My mom was an excellent student who wanted to be an accountant but was told "that's a man's job." Three university degrees later, she was a teacher in small town Alberta. 

Mom getting her Bachelor of Commerce degree.

They were happy and fulfilled women, but who knows who they might have become if barriers to their dreams were not put in their way because of their gender? Who knows what they might have contributed to society?


We have two daughters. One holds a PhD from Cambridge and works for Oxford University. The other is a geophysicist with a Masters degree who lives and works as a scientist in Victoria BC. They are smart, hard working and successful. The opportunities they have had are far better than those of their grandmother and great grandmothers. But I would be lying if I said there have not been hurdles to their success based on the fact they are women. 

I wrote about all of this before. But now I see what seems to be happening with this day, and I'm getting a bit annoyed. Are people just not getting the point?


Who else remembers Virginia Slims? A cigarette marketed to women. Their ads co-opted the women's civil rights movement in the US by equating a woman's right to smoke to the civil rights women had attained through concerted effort and protest. Will International Women's Day go the same way? Just some watered down day celebrating women in a generic feel-good way? If that's all it is, what is the point?

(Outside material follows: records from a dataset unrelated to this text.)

PR #8, opened 2019-03-07
Tor proxy, always-use-proxy, bind to localhost clightning

nixbitcoin:
Sets a Tor proxy for all outgoing clightning connections, which allows users to connect to other .onion Lightning nodes. Forces clightning to always use Tor proxy. Binds clightning to Tor HS at 127.0.0.1:9735


jonasnick:
Nice, will look at this later.

jonasnick:
ACK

Generations of women have struggled and fought to gain equality with men. In Canada, we have come a long way, much further than places like Afghanistan. But there are still miles to go, brothers and sisters. Miles to go before we reach true equality around the world.

The world is hard. There are barriers everywhere that prevent people from reaching their potential. International Women's Day is one way we can promote the issues facing women by not just celebrating their achievements but also acknowledging the struggles women face around the world.  By joining in the fight for all people. Let's not diminish these very real issues by making it a meaningless Hallmark holiday.